使用collection模块中的OrderedDict

from collections import OrderedDict


d = OrderedDict()
d["foo"] = 1
d["bar"] = 2
d["spam"] = 3
d["grok"] = 4
d["foo"] = 5

for k in d:
    print(k, ":", d[k])

foo : 5
bar : 2
spam : 3
grok : 4

由此可见，更改已经插入的键的值不会影响该项在排序字典中的位置

OrderedDict由一组双向链表维护，大小为普通字典内存的两倍

可适用于JSON格式文件编码时控制各字段的顺序

8.与字典有关的计算问题

prices = {
    "ACME": 45.23,
    "AAPL": 612.78,
    "IBM": 205.55,
    "HPQ": 37.20,
    "FB": 10.75
}

print(max(zip(prices.keys(), prices.values())))
print(min(zip(prices.keys(), prices.values())))
print("-"*10)
prices_sorted = sorted(zip(prices.keys(), prices.values()))
for k in prices_sorted:
    print(k)

('IBM', 205.55)
('AAPL', 612.78)
----------
('AAPL', 612.78)
('ACME', 45.23)
('FB', 10.75)
('HPQ', 37.2)
('IBM', 205.55)

zip可以反转key和value，且不改变字典原结构，属于迭代器，只能被消费一次

如果比较字典只会用key进行比较

如果我们换一种方式，操作如下

prices = {
    "ACME": 45.23,
    "AAPL": 612.78,
    "IBM": 205.55,
    "HPQ": 37.20,
    "FB": 10.75
}

minItem = min(prices, key=lambda k: prices[k])
maxItem = max(prices, key=lambda k: prices[k])
minValue = prices[minItem]
maxValue = prices[maxItem]
print(minItem, maxItem, "="*5, minValue, maxValue)
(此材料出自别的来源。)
PR #1911, opened 2022-04-08
[CIS-1687] Channel Header would not update its name when it is updated

hugobernalstream:
Make ChatChannelHeaderView to update always whenever the channel cont……roller is updated.

### 🔗 Issue Link
https://stream-io.atlassian.net/browse/CIS-1687

### 🎯 Goal

Fix issue that wasn't updating the channel group name whenever it was changed from another ViewController on top of that Channel.

### 🛠 Implementation

Call `updateContent()` instead of `updateContentIfNeeded()` whenever the channel controller is updated. Validation for superview if the updating VC is not in the hierarchy always fails.

### 🎨 UI Changes

Simulator Screen Recording - iPhone 13 Pro - 2022-04-08 at 13 07 08

### 🧪 Testing

Jira ticket contains a .patch file to add a VC to push over the Chat channel and make the change of the channel name there.

### ☑️ Contributor Checklist


Tests/StreamChatUITests/SnapshotTests/CommonViews/ChatChannelHeaderView/ChatChannelHeaderView_Tests.swift
```diff
@@ -0,0 +1,65 @@
+//
+// Copyright © 2022 Stream.io Inc. All rights reserved.
+//
+
+import StreamChat
+@testable import StreamChatTestTools
+@testable import StreamChatUI
+import XCTest
+
+class ChatChannelHeaderView_Tests: XCTestCase {
```
evsaev, line 10:
```suggestion
final class ChatChannelHeaderView_Tests: XCTestCase {
```

Tests/StreamChatUITests/SnapshotTests/CommonViews/ChatChannelHeaderView/ChatChannelHeaderView_Tests.swift
```diff
@@ -0,0 +1,65 @@
...
+    }
+    
+    override func tearDown() {
+        view = nil
+        mockChannelController = nil
+        
+        super.tearDown()
+    }
+    
+    func test_SetNewChannelName_IsSuccessfullyChanged() {
```
evsaev, line 31: As I remember, recently there were some changes in terms of naming convention in tests. Let's check with @bielikb on that.

evsaev (commented):
In most cases, content is assigned **before** the view is part of the view heirachy. By doing  `updateContent` in didSet, we start accessing the subviews and they get instantiated (all subviews are `lazy`) with types taken from **Components.default**. Any custom components injected into a parent component would get ignored because the responder chain is not yet established.

```swift
public extension ComponentsProvider where Self: UIResponder {
    var components: Components {
        get {
            if let components = anyComponents as? Components {
                return components
            }
            
             // This lookup does not work because there's no `next` before the view is part of view heirarchy
            var _next = next 
            while _next != nil {
                if let _next = _next as? ComponentsProvider {
                    return _next.components
                } else {
                    _next = _next?.next
                }
            }
            
            // We're always using `Components.default`
            return .default
        }
        set { register(components: newValue) }
    }
}
```
However, the outcome of the last tech discussion was to always use `Components.default` and move away from responder chain injection so I think we can make this fix even though it's not aligned with the rest of the codebase.

WDYT @GetStream/ios-developers?

Sources/StreamChatUI/CommonViews/TitleContainerView/TitleContainerView.swift
```diff
@@ -10,7 +10,7 @@ open class TitleContainerView: _View, AppearanceProvider, SwiftUIRepresentable {
     /// Content of the view that contains title (first line) and subtitle (second nil)
     open var content: (title: String?, subtitle: String?) = (nil, nil) {
         didSet {
-            updateContentIfNeeded()
+            updateContent()
```
nuno-vieira, line 13: Do we need to change this one as well? I think only the update from the delegate is what we need to change 🤔

Tests/StreamChatUITests/SnapshotTests/CommonViews/ChatChannelHeaderView/ChatChannelHeaderView_Tests.swift
```diff
@@ -0,0 +1,65 @@
...
+    func test_ChannelNameSet() {
+        let newChannelName = "New Channel Name"
+        mockChannelController.simulateInitial(
+            channel: .mockDMChannel(name: newChannelName),
+            messages: [],
+            state: .localDataFetched
+        )
+        
+        AssertSnapshot(view)
+    }
```
nuno-vieira, line 55: It is possible to add mocked messages in this case? To test the subtitle of the header view? Otherwise, this test is not required, because it is already covered by the first one 👍

Tests/StreamChatUITests/SnapshotTests/CommonViews/ChatChannelHeaderView/ChatChannelHeaderView_Tests.swift
```diff
@@ -0,0 +1,65 @@
...
+}
+
+private extension ChatChannelHeaderView {
+    func addSizeConstraints() {
+        NSLayoutConstraint.activate([
+            widthAnchor.constraint(equalToConstant: 360),
+            heightAnchor.constraint(equalToConstant: 360)
```
nuno-vieira, line 62: Maybe we can decrease the height here to mimic the navbar?

Tests/StreamChatUITests/SnapshotTests/CommonViews/ChatChannelHeaderView/ChatChannelHeaderView_Tests.swift
hugobernalstream: Done

Tests/StreamChatUITests/SnapshotTests/CommonViews/ChatChannelHeaderView/ChatChannelHeaderView_Tests.swift
hugobernalstream: Checked with new templates and code snippets and updated accordingly

Sources/StreamChatUI/CommonViews/TitleContainerView/TitleContainerView.swift
hugobernalstream: Updated so we don't have to change it here.

Tests/StreamChatUITests/SnapshotTests/CommonViews/ChatChannelHeaderView/ChatChannelHeaderView_Tests.swift
hugobernalstream: Adjusted to also show and test the subtitle. You can see it on the new snapshots added to this PR.

Tests/StreamChatUITests/SnapshotTests/CommonViews/ChatChannelHeaderView/ChatChannelHeaderView_Tests.swift
hugobernalstream: Constrants not needed now. This part was removed and now it adjusts the frame depending on the content of the title and subTitle labels.

Tests/StreamChatUITests/SnapshotTests/CommonViews/ChatChannelHeaderView/ChatChannelHeaderView_Tests.swift
```diff
@@ -0,0 +1,59 @@
+//
+// Copyright © 2022 Stream.io Inc. All rights reserved.
+//
+
+import StreamChat
+@testable import StreamChatTestTools
+@testable import StreamChatUI
+import XCTest
+
+final class ChatChannelHeaderView_Tests: XCTestCase {
```
nuno-vieira, line 10: Would be nice to add unit tests to the missing subtitleText coverage: 
- WhenIsDirectMessageChannel_AndIsMemberOnline
- WhenIsDirectMessageChannel_AndIsLastActive
- WhenIsDirectMessageChannel_AndIsOffline
Screenshot 2022-04-12 at 00 43 27

Tests/StreamChatUITests/SnapshotTests/CommonViews/ChatChannelHeaderView/ChatChannelHeaderView_Tests.swift
evsaev: Perfect! 🙌 Would you also lowercase the first letters after `_` to have it consistent with the rest of the codebase?

hugobernalstream: Done

Tests/StreamChatUITests/SnapshotTests/CommonViews/ChatChannelHeaderView/ChatChannelHeaderView_Tests.swift
hugobernalstream: Tests added

PR #1913, opened 2022-04-08
[Docs] Add missing ChatMessageAttachment typealias in custom attachments guide

nuno-vieira:
### 🔗 Issue Link
None

### 🎯 Goal
Fix a missing step from the custom attachments guide.


adamrushy (approved):
Looks good :]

FB AAPL ===== 10.75 612.78

9.在两个字典中寻找相同点

通过keys() items() 的 + - & 计算进行操作

a = {"x": 1, "y": 2, "z": 3}
b = {"w": 10, "x": 11, "y": 2}
# Find Common Keys
print(a.keys() & b.keys())
# Find keys in a but not in b
print(a.keys() - b.keys())
# Find {keys,valus} in commom
print(a.items() & b.items())
# Create a new dictionary with certain keys removed
c = {key: a[key] for key in a.keys() - {"z", "w"}}
print(c)

{'y', 'x'}
{'z'}
{('y', 2)}
{'y': 2, 'x': 1}

10.从序列中移除重复项目且保持元素间顺序不变

如过序列中的值可哈希 ---- 生存期内不可变的对象，有一个__hash__()方法，如整数、浮点数、字符串、元组

def dedupe(items):
    seen = set()
    for item in items:
        if item not in seen:
            yield item
            seen.add(item)


a = [1, 5, 2, 1, 9, 1, 5, 10]
lst = list(dedupe(a))
print(lst)

[1, 5, 2, 9, 10]

如果值不可哈希

def dedupe(items, key=None):
    seen = set()
    for item in items:
        val = item if key is None else key(item)
        if val not in seen:
            yield item
            seen.add(val)


b = [{"x": 1, "y": 2},
     {"x": 1, "y": 3},
     {"x": 1, "y": 2},
     {"x": 2, "y": 4},
     ]
lst = list(dedupe(b, key=lambda k: (k["x"], k["y"])))
print(lst)
lst2 = list(dedupe(b, key=lambda k: (k["x"])))
print(lst2)

想办法将不可哈希的项改为可哈希的项

set也可以去重复，但是无法保证原来的顺序不变

11.对切片命名

s = "Hello World"
a = slice(2, 5)
print(s[a])

llo

可以使用indice(size)将slice限定在安全的范围内

s = "HelloWorld"
a = slice(5, 50, 2)
print(a.start)
print(a.stop)
print(a.step)
print(a.indices(len(s)))
for i in range(*a.indices(len(s))):
    print(s[i])

5
50
2
(5, 10, 2)
W
r
d

这样就不会因为切片的大小问题出现IndexError

12.找出序列中出现最多次数的元素

collection中的Counter类实现此功能

from collections import Counter


words = [
    'ear', 'head', 'nose', 'ear', 'look', 'see',
    'head', 'ear', 'nose', 'ear', 'read', 'see',
    'head', 'see', 'watch', 'look', 'hair', 'see',
    'ear', 'big', 'small', 'do', 'hair', 'nose',
    'head', 'big', 'large', 'ear', 'do', 'ear'
]

word_counter = Counter(words)
most_three_couter = word_counter.most_common(3)
print(most_three_couter)

[('ear', 7), ('head', 4), ('see', 4)]

手动增加计数

words = [
    'ear', 'head', 'nose', 'ear', 'look', 'see',
    'head', 'ear', 'nose', 'ear', 'read', 'see',
    'head', 'see', 'watch', 'look', 'hair', 'see',
    'ear', 'big', 'small', 'do', 'hair', 'nose',
    'head', 'big', 'large', 'ear', 'do', 'ear'
]

addwords = ['ear', 'head', 'small', 'big', 'do']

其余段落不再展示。